Activity
Identify every line in the records below that contains the word "resolve", and copy each of those lines.

---- Source data

PR #684, opened 2016-09-07
Add a preInstallNotes for Cassandra Service

orsenthil:
preInstallNotes gives the minimum configuration required.

### DIFF
--- a/repo/packages/C/cassandra/15/package.json
+++ b/repo/packages/C/cassandra/15/package.json
@@ -5,6 +5,7 @@
   "minDcosReleaseVersion": "1.7",
   "name": "cassandra",
   "packagingVersion": "3.0",
+  "preInstallNotes": "DC/OS Cassandra Service default configuration requires 3 nodes each with 0.3 CPU shares, 1184MB of memory and 272MB of disk.",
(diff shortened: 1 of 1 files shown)


repo/packages/C/cassandra/15/package.json
```diff
@@ -5,6 +5,7 @@
   "minDcosReleaseVersion": "1.7",
   "name": "cassandra",
   "packagingVersion": "3.0",
+  "preInstallNotes": "DC/OS Cassandra Service default configuration requires 3 nodes each with 0.3 CPU shares, 1184MB of memory and 272MB of disk.",
```
mohitsoni: I think we should update the message to following:
```
DC/OS Cassandra Service default configuration requires 3 nodes each with 1.5 CPU shares, 5376MB of memory and 11264MB of disk for running Cassandra Nodes. And, 1 node with 0.5 CPU shares, 2048MB of memory for running the service scheduler.
```

orsenthil: I can change this, but I am not the expert in verifying the accuracy of this statement. I will leave it you / marathon team for the accuracy.

(Pushing an update with the suggested change).

PR #692, opened 2016-09-13
update gen_universe.py to create 1.9 + 1.10 versioned universe jsons

tamarrow:
Modularized code so adding new versions will be much simpler


BenWhitehead:
Manually tested nginx config changes locally after building universe with updated script.

tamarrow:
nginx changes lgtm. @BenWhitehead merge when tests pass?

PR #696, opened 2016-09-15
Gestalt version 0.2.0

cgbaker:


pyronicide:
Please move this to a `1` directory. This is a major change and should be treated as a brand new version.

cgbaker:
@pyronicide : i'm struggling to add a `minDcosReleaseVersion` to the package.json. every time i upgrade `packagingVersion` to `3.0` in the package.json, the result of the build is that the package marathon mustache file doesn't seem to get processed. there's no indication as to why that is in the output:
```
Validating gestalt-framework...
	Validating revision 0...
		package.json:	OK
		config.json:	OK
		marathon.json.mustache:	OK
		resource.json:	OK
	Validating revision 1...
		package.json:	OK
		config.json:	OK
		resource.json:	OK
Validating gitlab...
	Validating revision 0...
		package.json:	OK
```

pyronicide:
@cgbaker are you adding all the keys? See:

https://github.com/mesosphere/universe/blob/version-3.x/repo/packages/C/cassandra/15/package.json

repo/packages/G/gestalt-framework/1/resource.json
```diff
@@ -0,0 +1,15 @@
+{
+  "images": {
+    "icon-large": "https://s3.amazonaws.com/gfi.misc/Gestalt-Icon-Large.png",
+    "icon-medium": "https://s3.amazonaws.com/gfi.misc/Gestalt-Icon-Medium.png",
+    "icon-small": "https://s3.amazonaws.com/gfi.misc/Gestalt-Icon-Small.png"
+  },
+  "assets": {
+    "container": {
+      "docker": {
```
pyronicide: You need to include the docker here (otherwise on-prem folks won't be able to use this).

cgbaker: urgh, tough call. the framework comprises of multiple docker images, versioned ensemble. i can register them all in the `resource.json` file to facilitate on-prem docker registries. however, the universe documentation requests that these also use the version ID for the docker images, which means that we're forced to do a whole new release for a hotfix, instead of just moving a tag forward (previously, to avoid having to do a new PR against against mesosphere/universe). 

(moving tags does seem rude, so maybe we should avoid it in general.)

the practice, as evidenced by other packages in universe, seems to be all over the place. most packages don't use the Image ID; a few packages even use inconstant `latest`. we're fine with dropping `latest` and going through PRs to roll out new versions, and even packaging with the image IDs (we would probably rely on our own universe server to support hot-fixes).

i'd appreciate your suggestion. thanks.

pyronicide: We'd like to have a new version for each release (even hotfixes). We're going to have a more automated process here soon to make it way easier to get new versions in and going.

cgbaker: cool, i added all of the framework docker images to the metadata to support the on-prem registries

PR #701, opened 2016-09-20
Add Calico v2 (v0.3.0)

djosborne:


repo/packages/C/calico/2/config.json
```diff
@@ -0,0 +1,245 @@
...
+    "Framework Settings": {
+      "description": "Configuration options for Calico's DC/OS Framework.",
+      "properties": {
+        "framework-name": {
+          "type": "string",
+          "description": "The name of the framework.",
+          "default": "calico-install-framework"
+        },
+        "master": {
+          "default": "zk://master.mesos:2181/mesos",
```
pyronicide: We should probably switch this over to the new zk string.

`zk://zk-1.zk:2181,zk-2.zk:2181,zk-3.zk:2181,zk-4:2181,zk-5:2181/mesos`

djosborne: I switched default to `zk://zk-1.zk:2181/calico`, allowing the user to expand it to the other zk's if they're running a multi cluster. Is that sufficient, or should it be the full string?

pyronicide: We do round-robin on the backend depending on the number of zks someone is running (in a single master cluster, they all resolve to the same address). We're doing this because of issues in zk drivers around network partitions and dynamic masters.

djosborne: ok cool. So if I understand correctly, always use the full string, because the "extra" `zk`'s will still resolve to real zk's?

pyronicide: Exactly!

JohnOmernik:
We'd love to see this merged!

pyronicide:
Just waiting on the zk url fix. Once thats in, its ready to merge!

djosborne:
@pyronicide fixed!

PR #716, opened 2016-09-26
Openldap and openldap-admin 

fernandosanchezmunoz:
add "networking" section. Add "external_access" flag to enable VIP on Marathon-LB optionally.
add "storage" section. add "persistence" flag to optional create local persistent volumes.
change to TCP healthcheck.
fix docker versions where possible (some images just offer latest)
add icons
DCOS_PACKAGE_IS_FRAMEWORK=false
bump to version 0.3


repo/packages/O/openldap-admin/2/marathon.json.mustache
```diff
@@ -0,0 +1,52 @@
...
+        "docker": {
+            "image": "{{resource.assets.container.docker.openldap-admin-docker}}",
+            "forcePullImage": false,
+            "network": "BRIDGE",
+            "portMappings": [
+            {
+                "containerPort": 80,
+                "hostPort": 0,
+                {{#networking.external_access}}
+                "servicePort": {{networking.port_external}},
```
pyronicide: You're getting "external" access via. adminrouter. Isn't that sufficient?

repo/packages/O/openldap/2/package.json
```diff
@@ -0,0 +1,23 @@
+{
+  "packagingVersion": "2.0",
```
pyronicide: Need a minVersion of at least 1.7 because of the storage.

repo/packages/O/openldap-admin/2/marathon.json.mustache
fernandosanchezmunoz: I'm defaulting to external_access=false so that the VIP won't be created. I can see use cases where:
- AdminRouter is used exclusively for Dan access.
- AdminRouter is bloated with traffic
- The cluster is used for "outside" access for people not exposed at all to DC/OS

... so I thought it'd be a good idea to give the *option* to automatically put it in MLB

repo/packages/O/openldap/2/package.json
fernandosanchezmunoz: can I simply change this or does it have any other implications? TBH I was reusing from other existing packages so if there's anything I can read on what this implies I'll check it out.

fernandosanchezmunoz: done thanks

PR #719, opened 2016-09-27
Mysql + mysql admin

fernandosanchezmunoz:
#- removed the option for bridge/host networking (todo: bring it back and add to other similar packages)
- added persistent storage section and capabilities
- added external connectivity section and capabilities
- added MySQL-admin based on phpmyadmin
- change container path in mounted volume to "var" to avoid issues with using "/"
- MySQL will always create a new database, user and password with default values

### DIFF
--- a/repo/packages/M/mysql/4/package.json
+++ b/repo/packages/M/mysql/4/package.json
@@ -1,0 +1,20 @@
+{
+  "packagingVersion": "3.0",
+  "minDcosReleaseVersion": "1.7",
+  "name": "mysql",
+  "version": "0.2",
+  "scm": "https://github.com/mysql/mysql-server.git",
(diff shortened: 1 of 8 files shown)


repo/packages/M/mysql/4/package.json
```diff
@@ -0,0 +1,20 @@
+{
+  "packagingVersion": "3.0",
+  "minDcosReleaseVersion": "1.7",
```
pyronicide: 1.8?

fernandosanchezmunoz: local volumes in 1.7 

https://docs.mesosphere.com/1.7/usage/storage/persistent-volume/

PR #1508, opened 2021-01-15
[Console] [MyAccount] Add New Product-IS Logo and Remove Static Product Name from Header Component

yasinmiran:
## Purpose
Please note $subject


apps/console/src/public/deployment.config.json
```diff
@@ -309,7 +309,7 @@
         },
         "isGroupAndRoleSeparationEnabled": true,
         "isClientSecretHashEnabled": false,
-        "productName": "Identity Server",
+        "productName": "WSO2 Identity Server",
```
brionmario, line 312: Let's do the same change for myaccount config.

yasinmiran: Missing configurations in `myaccount` application is added in commit 6f5d9f8. Thanks!

yasinmiran:
@brionmario below is the SVG image. As a reference, this SVG has a white background and may not support the dark theme in future. We have to remove it and make it transparent.

Screenshot from 2021-01-15 14-58-35

brionmario:
> @brionmario below is the SVG image. As a reference, this SVG has a white background and may not support the dark theme in future. We have to remove it and make it transparent.
> 
> Screenshot from 2021-01-15 14-58-35

ATM, we are maintaining theme wise assets, so fo `dark` theme, there will be an asset bundle.

Regarding the logo SVG, let's make it transparent.

brionmario (approved):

--------

Problem solution
pyronicide: We do round-robin on the backend depending on the number of zks someone is running (in a single master cluster, they all resolve to the same address). We're doing this because of issues in zk drivers around network partitions and dynamic masters.
djosborne: ok cool. So if I understand correctly, always use the full string, because the "extra" `zk`'s will still resolve to real zk's?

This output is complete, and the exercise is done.